Issue #573, opened 2019-08-06
Add ethereum abi support


madcake:
Some doc, with complete list of argument types:
https://eth.wiki/en/ethereum-contract-abi

https://github.com/TrustWallet/trust-core/blob/master/Sources/Ethereum/Solidity/ABIEncoder.swift

catenocrypt:
Preparation work: decode support added, PR #703 merged.

catenocrypt:
@hewigovens Update: C interface cause some trouble: a void* handle (as it is done for TWString, TWData) does not work for Function<T> type, because template parametrization is lost with void* conversion and back.  After some consideration I have decided to make a non-templated version of Function, vector<ParameterBase*> instead of Tuple template parameters.
See:  https://github.com/catenocrypt/trust-wallet-core/blob/573-proto/src/Ethereum/ABI/FunctionNG.h

catenocrypt:
Update:
* Encode/decode reworked to rely less on templates, for types that will go though JNI.
* C interface added (with tests)
* JNI interface added.
* on branch 573-c-iface .
Next steps:
* Tests in wallet-core android part (kotlin)
* Validate with android project, that it can switch from web3j to wallet-core, e.g. with KyberNet.

hewigovens:
Feel free to open a wip pull request

catenocrypt:
Ready, waiting for merge (PR #712 ).
For usage, see test case testEthereumAbiEncoderEncodeFuncCase1 from TestEthereumTransactionSigner.kt .

PR #703, opened 2019-10-29
Eth ABI Decode support and some fixes

catenocrypt:
In preparation for Issue #573 :
There was Eth ABI encoding support, but not decoding.  Decoding added, along with tests.  For encoding coverage increased and few fixes added.


src/Ethereum/ABI/Bytes.h
```diff
@@ -12,70 +12,87 @@
 
 namespace TW::Ethereum {
 
-// dynamic bytes
+/// Compute size when padded to 32-byte boundary; round up to multiple of 32.
+inline size_t paddedTo32(size_t len) { return ((len + 31) / 32) * 32; }
 
-bool is_dynamic(Data) {
+/// Compute padding needed to next 32-byte boundary.
+inline size_t padNeeded32(size_t len) { return ((len + 31) / 32) * 32 - len; }
```
hewigovens: looks like we can add a `bool` parameter to  `paddedTo32` and merge these two functions?

src/Ethereum/ABI/Numbers.h
```diff
@@ -15,132 +15,160 @@ static constexpr std::size_t encodedIntSize = 32;
...
 }
 
-void encode(int256_t value, Data& data) {
+inline void encode(int256_t value, Data& data) {
     encode(static_cast<uint256_t>(value), data);
 }
 
-std::string type_string(int256_t value) {
+template<typename T>
+inline bool decodeGenericNumber(const Data& encoded, T& decoded, size_t& offset_inout) {
```
hewigovens: maybe just `decodeNumber`? T is already a generic type

src/Ethereum/ABI/Tuple.h
```diff
@@ -89,25 +89,70 @@ void encode_dynamic(const std::tuple<First, T...>& tuple, Data& data) {
...
         string += "," + type_string(tail(tuple));
     }
     return string;
 }
 
+inline bool decodeTuple_small(const Data& encoded, std::tuple<>& tuple_inout, size_t& offset_inout) { return true; }
+
+/// Process small values and extract indices for larger values
+template <typename First, typename... T>
+inline bool decodeTuple_small(const Data& encoded, std::tuple<First, T...>& tuple_inout, size_t& offset_inout) {
```
hewigovens: just naming, `decodeTupleSmall` and `decodeTupleLarge`

tests/Ethereum/ABITests.cpp
```diff
@@ -53,7 +67,122 @@ TEST(ABI, EncodeNegativeBigInt) {
...
+}
+
+TEST(ABI, EncodeTupleMixed) {
+    Data encoded;
+    auto tuple = std::make_tuple(uint256_t(69u), std::vector<uint256_t>{1, 2, 3}, true, std::string("Hello"), Data{0x64, 0x61, 0x76, 0x65});
+    encode(tuple, encoded);
+
+    EXPECT_EQ(13 * 32, encoded.size());
+    EXPECT_EQ(
+        "0000000000000000000000000000000000000000000000000000000000000045"\
```
hewigovens: we don't need to add `\`

src/Ethereum/ABI/Numbers.h
catenocrypt: OK, accepted, thx

src/Ethereum/ABI/Tuple.h
catenocrypt: ok,accepted, thx

tests/Ethereum/ABITests.cpp
catenocrypt: indeed...!

src/Ethereum/ABI/Bytes.h
catenocrypt: I think that would not make it more readable, I would not do.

· · · · ·

- **TASK OBJECTIVE**
Copy, from the data above, every line where the word "hewigovens" appears.

- **ANSWER TO THE EXERCISE**
@hewigovens Update: C interface cause some trouble: a void* handle (as it is done for TWString, TWData) does not work for Function<T> type, because template parametrization is lost with void* conversion and back.  After some consideration I have decided to make a non-templated version of Function, vector<ParameterBase*> instead of Tuple template parameters.
hewigovens:
hewigovens: looks like we can add a `bool` parameter to  `paddedTo32` and merge these two functions?
hewigovens: maybe just `decodeNumber`? T is already a generic type
hewigovens: just naming, `decodeTupleSmall` and `decodeTupleLarge`
hewigovens: we don't need to add `\`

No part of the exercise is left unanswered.